Au cœur de cette expérience se trouve un ensemble incroyablement simple d’instructions digestibles pour vous suivre : voyagez dans les maisons, les sentiers boisés et d’autres endroits suburbains, et collectez des déchets – des sacs, des panneaux de signalisation, des pièces de voiture et d’autres pièces de meubles ou d’équipement – pour les ramener à votre dépôt de ferraille. Au fur et à mesure que vous collectez ces matériaux, le processus commence à prendre forme, avec des options allant de projets de rénovation à des tâches de récupération de dix secondes qui trouvent leur chemin jusqu’à votre poste de travail. Et c’est vraiment tout ce que vous avez à faire ici : créer des objets à partir de vieux déchets, puis les vendre pour quelques dollars. Plus vous vendez et développez votre dépôt de ferraille, plus vous pouvez débloquer – de meilleurs outils, des compétences plus classe, et même plus de conteneurs mystères, ces derniers recevant des avantages et des récompenses séparés. Un ensemble simple, certes – et pourtant, étrangement, un ensemble solide.
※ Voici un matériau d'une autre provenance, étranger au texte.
Issue #1959, opened 2022-12-27
OS Updates item shows when there's no updates available


danirabbit:
### What Happened?

![Screenshot from 2022-12-27 15 30 04](https://user-images.githubusercontent.com/7277719/209736247-03393338-e51c-49c9-afa0-265cb4f2d739.png)

### Steps to Reproduce

Install all your updates and then view the updates page :)

### Expected Behavior

Seems kinda weird and unnecessary to show this item if there's nothing in it. It doesn't display any useful information. Probably better to skip adding it if there's nothing to show

### OS Version

7.x (Early Access)

### Software Version

Latest release (I have run all updates)

PR #1960, opened 2022-12-28
Show Operating System Updates and Runtime Updates only if available

meisenzahl:
Fixes https://github.com/elementary/appcenter/issues/1959


danirabbit (approved):
Works as expected. Nice job!

Issue #1310, opened 2020-05-12
Get Flatpak remote names from Title field


isantop:
## Prerequisites
- [*] I have searched open and closed issues for duplicates.

## Feature
**Is your feature request related to a problem? Please describe.**

AppCenter displays the name of the Flatpak remote in the UI when viewing a Flatpak App. It's getting this from the name in the config, which is a cli-friendly (i.e. lowercase, no spaces) name of the remote. Flatpak also provides the `xa.title` field which can get a UI-Friendly display title of a remote, which would be better than using the name as it's intended for UI display to users.

**Describe the solution you'd like**

Use the Title field to display remote names in AppCenter

**Existing work**

https://github.com/pop-os/repoman uses Titles for displaying remotes to users (and falls back on the name when a title is unavailable, as it's an optional field):

![image](https://user-images.githubusercontent.com/5883565/81724684-07553b00-9442-11ea-80c3-bd76dcb7c746.png)

`libflatpak` provides the `FlatpakRemote.get_title()` method to get the title if one is available.

**Describe alternatives you've considered**

It looks like GNOME Software hardcodes UI-Friendly names in the code (e.g. `if remote_name == 'flathub': remote_name = 'Flathub'`; this works, but we probably want to avoid doing that except in very extreme circumstances.

**Additional context**

[Flatpak remote configuration docs](https://docs.flatpak.org/en/latest/flatpak-command-reference.html#flatpak-remote)
[`libflatpak` FlatpakRemote docs](https://docs.flatpak.org/en/latest/libflatpak-api-reference.html#flatpak-remote-get-title)

PR #1962, opened 2022-12-29
Pretty output Flatpak package origins

meisenzahl:
Closes https://github.com/elementary/appcenter/issues/1310


danirabbit:
Did we already try getting the title as in #1310? It sounds like there's a user-facing remote title string we should be using that we don't have to hard code

meisenzahl:
@danirabbit thanks for mentioning https://github.com/elementary/appcenter/issues/1310 :)

danirabbit (approved):
Nice job! Works as expected here. Fallbacks look good. And no hardcoding :)

PR #1965, opened 2023-01-05
Improve SearchView

meisenzahl:
Only show the Flathub link if the Flathub remote is enabled.


davidmhewitt:
Why? I thought the point was that you could go to flathub in a browser and install an app, and doing so would add the flathub remote.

Je ne peux pas dire que Junkyard Builder ait l’air superbe – car ce n’est pas le cas. Eh bien, il correspond aux suspects habituels dans le spectre de la corvée, je dirai cela beaucoup. Et par là, je veux dire qu’il a beaucoup de bords déchiquetés, des paysages saccagés et une extérieur non poli que vous pourriez facilement qualifier de demi-cuit au mieux. Et pourtant, même avec un manque de poli et de réglage technique, je trouve qu’il apporte un peu quelque chose de spécial dans le monde qui est, avec respect, un compacteur de déchets. Comme ses contreparties notables, peut-être, il apporte un sentiment de satisfaction au travail que vous effectuez et aux étapes que vous dépassez. C’est prévisible, certes, mais avec une bonne quantité de récompenses à débloquer, il y a toujours quelque chose pour vous pousser à continuer – même si c’est plus de déchets.
Verdict

Alors que je ne peux pas contester le fait que Junkyard Builder ait un crochet de progression incroyablement addictif pour vous soumettre, je ne peux pas dire que ses composants restants, à la fois visuels et audio, soient aussi raffinés qu’ils devraient l’être. Mais c’est courant dans les indés de classe B, il semblerait ; en fait, j’aurais été plus surpris s’il avait été lancé avec une palette qui était fondamentalement supérieure. C’est un titre en accès anticipé, également, donc même avec ses défauts mineurs et ses limitations techniques, il y a encore beaucoup de place pour l’amélioration dans les mises à jour futures.
Je voudrais penser que, si vous avez un intérêt aigu pour les travaux de corvée et les mécaniques répétitives, alors vous devriez être capable de tirer suffisamment de joie de la poursuite sans fin d’un bon simulateur de construction. Et ne me trompez pas, Junkyard Builder peut être cela, mais il a encore quelques points plats qui pourraient bénéficier d’un peu plus de temps dans le four. J’espère donc que, avec les ajustements nécessaires en place, FreeMind peut propulser son paquet de déchets dans une poubelle qui est un peu plus, disons, structuralement solide.
Critique de Junkyard Builder (PC)
Pour l'amour des déchets
Junkyard Builder est encore à quelques piles de déchets de être ce monticule impressionnant de déchets cubiques et de débris. Ce n'est pas dire que c'est mauvais, bien sûr, mais avec un manque de moments agréables dans le jeu de base et le processus de recyclage, il y a encore tant à désirer ici.